Last quarter we wrote an article on US inflation and in particular what it would take for inflation to get back to 2-3%. Without wanting to rehash that article, the key conclusion was to get inflation back to 2-3% probably required a reasonably large global recession.
Suffice to say, the quarter since, inflation hasn’t gone away as item at the forefront of investor’s minds.
One development over the last quarter is a material moderation in oil prices. Oil was circa US$110 per barrel at the time of our last newsletter and has fallen to sub US$90 (on a WTI at Cushing basis), a circa 20% fall.
The good news from this is that this has fed into headline CPI, leading to a moderation in headline inflation (see chart below). In the absence of some spectacular new spike in oil prices (eg a new escalation in the Russia/Ukraine situation), it is likely that the peak in headline CPI was in June 2022.

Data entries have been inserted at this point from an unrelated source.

PR #2029, opened 2020-06-27
fix(welcome): Linux / win32 shorcut key info

### LINKED ISSUE #2028: Welcome view shows wrong keybinding for linux / win32
image
Cmd shuld be Ctrl on windows / linux

amiralies:
Closes #2028

### DIFF
--- a/src/UI/WelcomeView.re
+++ b/src/UI/WelcomeView.re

The $64,000 question for investors will be how quickly does it moderate from here (and to what level).
A concerning datapoint in this regard was the increase in core CPI – to 6.3% - in the August CPI release.
The biggest driver of core inflation is wages. That is, higher wages growth usually drives higher core CPI outcomes. There are a range of wages measures in the US – some quarterly and some monthly. The following chart shows the FOMC’s preferred measure (the employment cost index – only available quarterly) as well as average hourly earnings for payroll and non-supervisory employees (available monthly).
While the monthly data has some noise in it due to covid lockdowns in early 2021, they both measures indicate that wages are heating up. This is not surprising. Unemployment is very low (see chart below) and inflation is high. Why wouldn’t workers be demanding higher pay?
All of this presents a picture that core inflation would be unlikely to moderate until wage inflation also falls.
But what about monetary policy. As central bankers often want to tell us – “Monetary policy acts with long and variable lags”.
The key lags we need to worry about are:
How long before the tightening in monetary policy impacts the labour market, reducing wage inflation pressures; and
In the meantime – while the labour market remains tight – how much of current headline inflation gets built into wage demands – resulting in a wage-price spiral and high ongoing core inflation.
At one level, while the headline CPI position is improving, the key conclusion of last quarter remains intact. That is, for inflation to head back to 2-3%, itis going to take a significant global recession and, for my guess, central banks are following a plan that is going to give us one.